高ストレス者面談とは?栃木企業担当者向け解説
栃木県内の企業で人事を担当されている方の中には、ストレスチェックで高ストレス者が出た後の対応に戸惑ってしまう方が少なくありません。
「面談の案内を出しても申し出がない」「面談が終わった後、会社として何をすべきかわからない」
――そのようなお悩みをお持ちではないでしょうか。
この記事では、産業医として栃木県内の企業に関わる立場から、高ストレス者面談の義務・流れ・面談後の措置・受診率を上げる工夫まで、実務に即してわかりやすくお伝えします。
📋 この記事の目次
- 高ストレス者とは?ストレスチェックの判定基準
- 面接指導の義務と法的根拠
- 高ストレス者面談の流れ・ステップ
- 面談を受けてくれない場合の対応策
- 面接指導の結果を職場改善に活かす方法
- まとめ:すぐ使えるチェックリスト
- よくある質問
高ストレス者とは何でしょうか?ストレスチェックの判定基準をわかりやすく解説します
高ストレス者とは、ストレスチェックの結果に基づいて「面接指導が必要」と判断された労働者のことです。
全体の約10%が該当するよう設計されています。
高ストレス者の定義と全体に占める割合
ストレスチェックでは、職業性ストレス簡易調査票(57項目)を用いて、
①仕事の量・質
②心身のストレス反応
③周囲のサポート
という3つの領域を評価します。
高ストレス者の判定には2つの方法があります。
1つ目は「合計点数による方法」で、素点換算後の合計が事業場の設定基準を超えた場合に該当します。
2つ目は「尺度ごとの素点換算による方法」で、心身のストレス反応が特に高い場合などに判定されます。
厚生労働省のマニュアルでは、全体の約10%が高ストレス者として判定されるよう設計されていますが、「会社の中でストレスが高い人を上位10%選ぶ」という仕組みではありません。
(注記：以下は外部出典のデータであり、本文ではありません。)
PR #4357, opened 2025-08-15
feat: add `--as-is` as a shorthand for `--no-install --frozen`

tdejager:
This is dependent on #4322, that should be merged first. This PR adds the `--as-is` flag to the `run`, `shell`, `shell-hook` commands. Because of #4322 this should basically serve as an alias for `--frozen --no-install`. There does not seem to be a really good clap way of doing this, so I decided to basically use a new struct that is used in the command that includes the structs that we already use.

So now you can do `pixi run --as-is python` and it will just execute that in the prefix w/o doing any locking and updating. I feel this is pretty ergonomic. 

I've decided to only add the alias to a couple of commands, basically because it feels strange to me that you can do `pixi workspace channel add --as-is bioconda`. But I'd be happy to add it there if you feel differently.

## Testing

I basically tested the thing by hand, and there are some unit tests that check if the aliasing works as expected.


src/cli/cli_config.rs
```diff
@@ -148,6 +148,44 @@ impl NoInstallConfig {
...
+#[derive(Parser, Debug, Default, Clone)]
+pub struct LockAndInstallConfig {
+    #[clap(flatten)]
+    pub no_install_config: NoInstallConfig,
+
+    #[clap(flatten)]
+    pub lock_file_update_config: LockFileUpdateConfig,
+
+    /// Shorthand for the combination of --no-install and --frozen.
+    #[arg(long, help_heading = consts::CLAP_UPDATE_OPTIONS, conflicts_with_all = ["frozen", "no_install", "locked"])]
```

あらかじめ決められた点数以上になった人が、高ストレス者と判定されます。この点数は、全国約20万人のデータをもとに決められています。 この基準を全国の人に当てはめると、およそ10%が高ストレス者になるため、「約10%」という数字が使われています。
⚠️ 注意:「高ストレス者=深刻な状態にある」という誤解が労働者の不安を生みます。あくまでストレスの負荷が相対的に高い状態を示す判定であることを、案内の際に丁寧に伝えることが大切です。
高ストレス者に選ばれたら何が起きるのでしょうか?通知の流れ
ストレスチェックの結果は、実施者(産業医や保健師など)から本人に直接通知されます。事業者(会社)には、原則として本人の同意なく結果が渡ることはありません。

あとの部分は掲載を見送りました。